# 2 More Angels at the Bridge....



## kerribear's golden kids (May 17, 2007)

We had to send 2 of our older Non Goldens to the Rainbow Bridge a week ago...
Both due to old age and health problems...

Buddy was around 14 yrs old and Kiara was 15 1/2 yrs old.

It was the most emotional week of my life...

RIP my babies...
Run Free now and be free of pain...

We miss you both and will someday see you at the bridge...


----------



## fostermom (Sep 6, 2007)

I am very sorry. They were both adorable. They look like they were littermates.


----------



## Jackson'sMom (Oct 13, 2007)

They are beautiful. Run free, sweet pups.


----------



## Cathy's Gunner (Dec 4, 2008)

I'm so sorry for your loss. They were beautiful!


----------



## animallover (Jul 18, 2010)

Has to be so hard. So sad for your loss...


----------



## GoldenMum (Mar 15, 2010)

No matter the age, it is never long enough, sending healing thoughts...Bless you Kerri for what you do.


----------



## BeauShel (May 20, 2007)

Kerri I am so sorry for your loss of your two sweet babies. You were blessed to have them so long and I know your pain is so hard. May your memories help to comfort you in your time of pain. They were beautiful.


----------



## paula bedard (Feb 5, 2008)

RIP Kiara and Buddy...such sweet faces.


----------



## C's Mom (Dec 7, 2009)

My condolences on the loss of your sweet puppers. Sending you strength.


----------



## Neeko13 (Jul 10, 2010)

So sorry for your two losses, they looked like such sweeties....Love the name Kiara....very nice....prayers and thoughts for you and your family at this time...it's never easy losing a loved one, let alone too....


----------



## sharlin (Feb 26, 2007)

Play Hard Gentle Friends ~ Godspeed & Love


----------



## cubbysan (Mar 13, 2007)

So sorry for the loss of two of your babies. Hugs!!!


----------



## janine (Aug 8, 2009)

So sorry ... how hard to lose two so close together.


----------



## riddle03 (Jun 9, 2005)

I am so sorry for your loss. Run free, play hard and sleep soft at the bridge sweet babies until you see your momma again.


----------



## kerribear's golden kids (May 17, 2007)

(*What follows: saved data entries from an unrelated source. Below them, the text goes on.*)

PR #4987, opened 2017-12-12
Correct highlighted new code that needs to be added

mattsonnhalter:
In the highlighted portion of new code to be added for the section "Display related enrollments on the Details page", the previous 3 lines (32-34) are not highlighted but they are new lines of code that the user should add.


scottaddie:
@mattsonnhalter Very nice catch! Thank you for fixing this.

PR #5013, opened 2017-12-15
Update hosting doc

### LINKED ISSUE #5011: How to set Detailed Errors with environment other than shotgun Development
Per @glennc in #4685
> I noticed that the [detailedStartupErrors ](https://docs.microsoft.com/en-us/aspnet/core/fundamentals/hosting?tabs=aspnetcore2x#detailed-errors) docs I could find never talked about being able to set it via an environment variable, only showed how to do it in code.

Update doc to show how to set with environment directly. Add any security caveats.

Rick-Anderson:
Fixes #5011
[Review URL](https://review.docs.microsoft.com/en-us/aspnet/core/fundamentals/hosting?branch=pr-en-us-5013&tabs=aspnetcore2x)

[@guardrex hated formatting](https://review.docs.microsoft.com/en-us/aspnet/core/fundamentals/hosting?branch=pr-en-us-5013&tabs=aspnetcore2x#host-configuration-values)

### DIFF
--- a/aspnetcore/fundamentals/hosting.md
+++ b/aspnetcore/fundamentals/hosting.md
@@ -5,7 +5,7 @@ description: Learn about the web host in ASP.NET Core, which is responsible for 
 keywords: ASP.NET Core,web host,IWebHost,WebHostBuilder,IHostingEnvironment,IApplicationLifetime
 ms.author: riande
 manager: wpickett
-ms.date: 12/16/2017
+ms.date: 09/21/2017
 ms.topic: article
 ms.technology: aspnet
 ms.prod: asp.net-core
@@ -21,7 +21,7 @@ ASP.NET Core apps configure and launch a *host*. The *host* is responsible for a
 
 # [ASP.NET Core 2.x](#tab/aspnetcore2x)
 
-Create a host using an instance of [WebHostBuilder](/dotnet/api/microsoft.aspnetcore.hosting.webhostbuilder). Creating a host is typically performed in the app's entry point, the `Main` method. In the project templates, `Main` is located in *Program.cs*. A typical *Program.cs* calls [CreateDefaultBuilder](/dotnet/api/microsoft.aspnetcore.webhost.createdefaultbuilder) to start setting up a host:
+Create a host using an instance of [WebHostBuilder](/dotnet/api/microsoft.aspnetcore.hosting.webhostbuilder). This is typically performed in your app's entry point, the `Main` method. In the project templates, `Main` is located in *Program.cs*. A typical *Program.cs* calls [CreateDefaultBuilder](/dotnet/api/microsoft.aspnetcore.webhost.createdefaultbuilder) to start setting up a host:
 
 [!code-csharp[Main](../common/samples/WebApplication1DotNetCore2.0App/Program.cs?name=snippet_Main)]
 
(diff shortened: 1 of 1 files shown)


Rick-Anderson:
@guardrex  please review what I've done so far. Should I added env var to all the settings? Also search for TODO
I rewrote some long sentences that may not be correct. In general we should avoid `this` when talking about the previous sentence.

guardrex:
I'll TAL later tonight ... I'm buried in an avalanche of cookie auth code. lol :smile:

btw tho ... I avoided fencing those values on purpose.

When they render on the page, they look *blocky-ish*:tm: imo.

capture

... compare to original (less blocky) ...

capture1

Rick-Anderson:
@guardrex  you OK with the following format on every config key?

**Environment variable**: `ASPNETCORE_CAPTURESTARTUPERRORS`

You mention "Values aren't case sensitive". Shouldn;t that be "Keys and values aren't case sensitive"

guardrex:
Yes, I think that's great. I have a paragraph change that moves the content from the *Ordering importance* section higher in the topic that will better surface the fact that env vars can be used to set the values and that the code approach (`UseX` or `UseSetting`) overrides the env vars.

WRT "Keys and values aren't case sensitive" ... yes, that's true ... because configuration the keys are case insensitive. I'll get this in with the commit, too.

guardrex:
Do you have direction RE the *blockification*:tm: of all that fencing?

My feeling is that since the fencing is most valuable when code is inline (and imo they have tooooooo much padding on fenced code), bullet lists and table cell content sometimes render better without fencing. Not all of the time, of course, just sometimes ... when lots of little blocks show up in the rendered content next to each other. It looks ... well ... **bad** (i.e., distracting). lol :smile:

Rick-Anderson:
>Do you have direction RE the *blockification*:tm: of all that fencing?

I think it's more important to be consistent. I think we should stick with `code fencing` types. @scottaddie  - what's your thoughts

guardrex:
I agree with consistency, but I think when it gets distracting it trumps consistency. I hope it could be addressed in review on a case-by-case basis. If the author detects a rendering problem, they can address it for the 1st draft. Management, *you!*, can say in review ... *Gonnae no! Gonnae no do that?* (in your best Scottish accent, of course).

Rick-Anderson:
@guardrex  I'll let you know when you can make changes. I'll work on it for now.

guardrex:
I was hacking around with the paragraphs in the opening of the *Host configuration values* section. which would allow for removal of the *Ordering importance* section. This is just draft content. It needs work, but the idea was to move the content about env vars *up* in the coverage ... before this section actually lists all of the keys/values.

## Host configuration values

\[WebHostBuilder](/dotnet/api/microsoft.aspnetcore.hosting.webhostbuilder) provides methods for setting most of the available configuration values for the host, which can also be set directly with \[UseSetting](/dotnet/api/microsoft.aspnetcore.hosting.webhostbuilder.usesetting) and the associated key. When setting a value with \`UseSetting\`, the value is set as a string (in quotes) regardless of the type.

Some settings are first read from environment variables. Any configuration can be set by an environment variable. The environment variables use the format \`ASPNETCORE_{Key}\`.

Override any of the environment variable values by specifying configuration (using \`UseConfiguration\`) or by setting the value explicitly (using \`UseSetting\` or one of the explicit extension methods, such as \`UseUrls\`). The host uses whichever option sets the value last. If you want to programmatically set the default URL to one value but allow it to be overridden with configuration, you can use command-line configuration after setting the URL. See \[Overriding configuration](#overriding-configuration).

scottaddie:
The **Key** and **Type** values in the **Capture Startup Errors** section are formatted inconsistently when compared to the other sections of the doc. My vote is for the less blocky version provided by @guardrex above.

guardrex:
I guessed space savings (less vertical scrolling) at first, but since those lines require the double-space ending to break, maybe it was unintended.

Rick-Anderson:
@guardrex  ready for review.

aspnetcore/fundamentals/hosting.md
```diff
@@ -15,7 +15,7 @@ uid: fundamentals/hosting
 
 By [Luke Latham](https://github.com/guardrex)
 
-ASP.NET Core apps configure and launch a *host*, which is responsible for app startup and lifetime management. At a minimum, the host configures a server and a request processing pipeline.
+ASP.NET Core apps configure and launch a *host*. The *host* is responsible for app startup and lifetime management. At a minimum, the host configures a server and a request processing pipeline.
```
guardrex: The emphasis on "host" can be removed after the first use, so I recommend just "The host is ..."

aspnetcore/fundamentals/hosting.md
```diff
@@ -35,25 +35,25 @@ Create a host using an instance of [WebHostBuilder](/dotnet/api/microsoft.aspnet
...
+The *content root* determines where the host searches for content files, such as MVC view files. <!-- TODO  shorten long sentence-->The default content root is [Directory.GetCurrentDirectory](/dotnet/api/system.io.directory.getcurrentdirectory). The default content root (`Directory.GetCurrentDirectory`) results in using the web project's root folder as the content root when the app is started from the root folder (for example, calling [dotnet run](/dotnet/core/tools/dotnet-run) from the project folder). This is the default used in [Visual Studio](https://www.visualstudio.com/) and the [dotnet new templates](/dotnet/core/tools/dotnet-new).
```
guardrex: I don't have push privileges, so I can't address the TODO on this PR. I suggest removing the TODO, and I'll get this long sentence fixed on a PR after this one. I've made a note for Line 41, and I'll note the others, too.

aspnetcore/fundamentals/hosting.md
```diff
@@ -35,25 +35,25 @@ Create a host using an instance of [WebHostBuilder](/dotnet/api/microsoft.aspnet
...
+The *content root* determines where the host searches for content files, such as MVC view files. The default content root supplied to `UseContentRoot` is [Directory.GetCurrentDirectory](/dotnet/api/system.io.directory.getcurrentdirectory?view=netcore-1.1).<!-- TODO  shorten long sentence--> This results in using the web project's root folder as the content root when the app is started from the root folder (for example, calling [dotnet run](/dotnet/core/tools/dotnet-run) from the project folder). This is the default used in [Visual Studio](https://www.visualstudio.com/) and the [dotnet new templates](/dotnet/core/tools/dotnet-new).
```
guardrex: I've noted Line 56, so you can remove the TODO.

aspnetcore/fundamentals/hosting.md
```diff
@@ -77,7 +77,11 @@ When setting up a host, you can provide [Configure](/dotnet/api/microsoft.aspnet
 
 ## Host configuration values
 
-[WebHostBuilder](/dotnet/api/microsoft.aspnetcore.hosting.webhostbuilder) provides methods for setting most of the available configuration values for the host, which can also be set directly with [UseSetting](/dotnet/api/microsoft.aspnetcore.hosting.webhostbuilder.usesetting) and the associated key. When setting a value with `UseSetting`, the value is set as a string (in quotes) regardless of the type.
+[WebHostBuilder](/dotnet/api/microsoft.aspnetcore.hosting.webhostbuilder) provides the following approaches for setting most of the available configuration values for the host:
+
+* Explicit methods, such as `CaptureStartupErrors`.
+* [UseSetting](/dotnet/api/microsoft.aspnetcore.hosting.webhostbuilder.usesetting) and the associated key. When setting a value with `UseSetting`, the value is set as a string regardless of the type.
+* Environment variables with the format `ASPNETCORE_{configurationKey}`. For example, `ASPNETCORE_DETAILEDERRORS`.
```
guardrex: Nit: Maybe make the entry for env vars the first one on this list. We can't number them here because the last one wins when it comes to explicit methods and `UseSetting`, but the env var setting is the primary source.

aspnetcore/fundamentals/hosting.md
```diff
@@ -173,7 +180,8 @@ Sets the app's environment.
 **Key**: environment  
 **Type**: *string*  
 **Default**: Production  
-**Set using**: `UseEnvironment`
+**Set using**: `UseEnvironment`  
+**Environment variable**: `ASPNETCORE_ENVIRONMENT`
 
 You can set the *Environment* to any value. Framework-defined values include `Development`, `Staging`, and `Production`. Values aren't case sensitive. By default, the *Environment* is read from the `ASPNETCORE_ENVIRONMENT` environment variable. When using [Visual Studio](https://www.visualstudio.com/), environment variables may be set in the *launchSettings.json* file. For more information, see [Working with Multiple Environments](xref:fundamentals/environments).
```
guardrex: Note that when I make my pass on the next PR, I'll deal with these little probs (e.g., "You").

aspnetcore/fundamentals/hosting.md
```diff
@@ -494,7 +509,7 @@ dotnet run --urls "http://*:8080"
 ## Ordering importance
 
 Some of the `WebHostBuilder` settings are first read from environment variables, if set. These environment variables use the format `ASPNETCORE_{configurationKey}`. To set the URLs that the server listens on by default, you set `ASPNETCORE_URLS`.
-
+<!-- TODO  shorten long sentence-->
```
guardrex: Noting line 512 for next PR.

aspnetcore/fundamentals/hosting.md
```diff
@@ -813,8 +828,8 @@ The [IApplicationLifetime interface](/aspnet/core/api/microsoft.aspnetcore.hosti
 | Cancellation Token    | Triggered when&#8230; |
 | --------------------- | --------------------- |
 | `ApplicationStarted`  | The host has fully started. |
-| `ApplicationStopping` | The host is performing a graceful shutdown. Requests may still be processing. Shutdown blocks until this event completes. |
-| `ApplicationStopped`  | The host is completing a graceful shutdown. All requests should be completely processed. Shutdown blocks until this event completes. |
+| `ApplicationStopping` | The host is performing a graceful shutdown. Requests may still be processing. Shut down blocks until this event completes. |
```
guardrex: "shut down" ... on the verb usage above (Line 692). :+1:

This one and the one on Line 832: Shouldn't the noun form (a time) remain one word? "Shutdown"

guardrex:
LGTM :shipit: :rocket:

Thank you friends, your words mean alot to me....
Steve, Thank you so much for doing that for my dogs..I love it.
I remember when you did it for my Laddie a few yrs back.


----------



## Elisabeth Kazup (Aug 23, 2008)

I'm so sorry for your loss. Your Kiara reminds me of DD's Aussie mix. I can't imagine how hard it is to lose 2 at once. ((((((((((hugs)))))))))


----------



## Jax's Mom (Oct 16, 2009)

I am so sorry for your tremendous loss. What sweet beautiful faces they had. Sending love and prayers your way.


----------



## ChiPack (Jan 22, 2010)

So sorry for your loss. Beautiful dogs. I wish you much peace at this time.


----------